Today's an important day for us. Work want to discuss a "Summer Contract" with me.

Getting a good work contract for the summer will have a significant influence on how we proceed with our "Big Adventure" . . . so, fingers crossed that after 2 months of work so far, they feel I'm actually worth having around.

:-)


----------



## Bonus (10 May 2018)

Mrs Bonus and I drove through to Huesca, which is about an hour and a half away and is our nearest big administrative city - to finish applying for our Spanish Driving Licenses today.

Everything went OK, our paperwork was all correct and we've been given cover letters to drive with until the Licence Card itself comes in the post in a week or twos time.

Another step in the right direction . . . . :-)


----------



## Bonus (10 May 2018)

I had planned to get my "European Guiding Qualification" this Spring so that I could potentially start "working" this Summer, but because I've actually been working at a local campsite for the last couple of months, I've been putting the trip off.

Tomorrow at work I should find out whether I have guaranteed work over the Summer at the campsite. If I do then I will push the Guiding Course back until after the season ends - which is at the end of September. If not then I will plan to do it asap.


----------



## Bonus (24 May 2018)

So, as I mentioned in my last post . . .

Work at a local campsite has provided us with some income for the last few months and that income has been welcome.

The 6 month "summer work-contract" however, which they promised me and which would have helped us with regards to securing a loan from the banks to cover our renovations has not been forthcoming....

Had the contract been offered, it would have covered us up until the end of the camping season, which is at the end of September.

Our original plan was to work under contract until the end of September and then in October, the week after the contract finished, to travel down to Almeria in the south of Spain so that I could attend an MTB Guiding Course that will earn me my Mountain Bike Guiding Certificate and allow me to guide people safely and legally around the hills and caminos of the Zona Zero MTB trails, where we live.


Our intention from day one has always been to be able to show our cycling guests around, but we wanted to get the B&B built and up & running first. Now our new plan is to take a week away from work at the campsite, since I'm not tied in with a contract, and go down to Almeria in 10 days time to do the course sooner rather than later





When we come back we will have some paper work to complete and some insurance to take out, but essentially I will be ready to start guiding people who are visiting the area and instead of it being a service we offer our guests, it will be a business we run in order to help fund the renovations of our B&B!

Depending on how work goes between now and when I leave for the course (things have been rather strained lately for various reasons), I may or may not continue working casually at the campsite when we return. We will see.

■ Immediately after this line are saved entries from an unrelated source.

PR #9, opened 2026-09-12
Add file lock and recovery to fix EOFError on concurrent requests

### LINKED ISSUE #4: Fix issues with DB opening
The seriousdb currently does not work (see bug faced at the end of the video https://www.youtube.com/watch?v=VkeDvjHbubg), because pickle is encountering a (for me) unexpected EOF.

UniquePython:
Fixes #4

The PUT and GET handlers open and close the .sdb file independently with no synchronization. Under concurrent requests, one request's write can truncate the file while another request is mid-read, which throws EOFError on pickle.load. Wrapped the read-modify-write cycle in a lock so requests are serialized instead of racing.

Also added a load_db() helper that rebuilds the file with default values if it's ever found missing, empty, or corrupted, so an already-corrupted .sdb from a previous run recovers on the next request instead of crashing every time.

Removed the "database file could not be opened" branch in GET since it could never actually run - pickle.load throws before that check is reached.


danieldeer:
I have replaced pickle with JSON. I think the JSON module does not have the EOF error. Can you double check?

UniquePython:
> I have replaced pickle with JSON. I think the JSON module does not have the EOF error. Can you double check?

Just tested it against the current main.py (the json + readline version) - switching to json doesn't fix this, it just changes which exception shows up. The race is in the read-modify-write pattern itself, not the serialization format: if two requests overlap, one's write can truncate the file while another's read is mid-file. With pickle that's `EOFError`; with the current json code it's `json.decoder.JSONDecodeError` (`"Expecting value: line 1 column 1"`).

Reproduced it using the exact logic currently in main.py's put():

```python
def put(key, value):
        binary_text = f.readline()
        json_text = binary_text.decode()
        db = json.loads(json_text)
        db[key] = value
    with open(db_file, "wb+") as f:
        json_dumps = json.dumps(db).encode()
        f.write(json_dumps)
```

Ran two of these concurrently in threads and got the JSONDecodeError above within a few runs.

The lock in this PR fixes it regardless of serialization format, since the actual bug is unsynchronized file access, not pickle vs json. Happy to update the diff to apply the lock on top of the current json-based code, or if #26's cache-based rewrite already covers this, I'm fine closing mine in favor of that - whichever direction you'd rather go.

danieldeer:
Since #26 provides caching, which we definitely need, I am going to prefer #26! Thanks for your analysis.
Can you confirm that #26 also fixes the issue through its locking mechanism?

UniquePython:
Confirmed, tested #26 and it resolves the concurrency issue. One note: it's still on pickle rather than json, so merging would revert #11's fix.

danieldeer:
Fixed already. Thanks! Closing this.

Whatever the case, we have decided that we need to take back charge of our own lives. We've spent a lot of time over the last two years waiting for various people to deliver on their promises. Now it's time for us to keep the promises we made to ourselves and to each other and get this thing done by hook or by crook!

Wish us luck . . . . .


----------



## Bonus (25 May 2018)

The Enduro World Series is coming back to Ainsa this year....... It's going to be fantastic!

http://www.endurowor...-zero-sobrarbe/


The "Festival Zona Zero Sobrarbe"

EWS 2018 Round 7 - 22–23 September 2018 @ "Zona Zero" Sobrarbe.


----------



## Bonus (27 May 2018)

Doing some late night studying for my upcoming MTB Guiding Certificate . . .


----------



## Shut Up Legs (27 May 2018)

In September, I'll be in your neighbourhood (very roughly). One of my rides, during my 4 week Pyrénées cycling trip, is to Lac de Cap de Long (a lovely Alpine lake sitting at just over 2200m), which is about 43km directly north of Ainsa, but about 72km by road.


----------



## Bonus (31 May 2018)

Packing the car for our Road Trip. We're driving down to Almeria, which is about 9 hours away, so that I can attend a Mountain Bike Guiding Course.

Tonight we will be staying over with some friends who live in Catalonia - which is about a third of the way there. The route passes by their front door! Will be great to catch up with them again and stopping over means we turn the trip into a nice easy 2-part drive.

Will post my course progress on here as I go . . . . .


----------



## Bonus (2 Jun 2018)

After a long drive from our stop-over at friends, we finally arrived in Almanzora near Almeria last eve. Unpacked the car and ate a tapas supper in the local bar

Unpacked in our B&B and then hit the hay for a busy day today. First day of my MIAS MTB Guiding course.

Looking forward to it


----------



## Bonus (10 Jun 2018)

So our road trip is over :-(

It was a 1950 km round trip - so further than Jo'burg to Durban but not as far as Jo'burg to CPT.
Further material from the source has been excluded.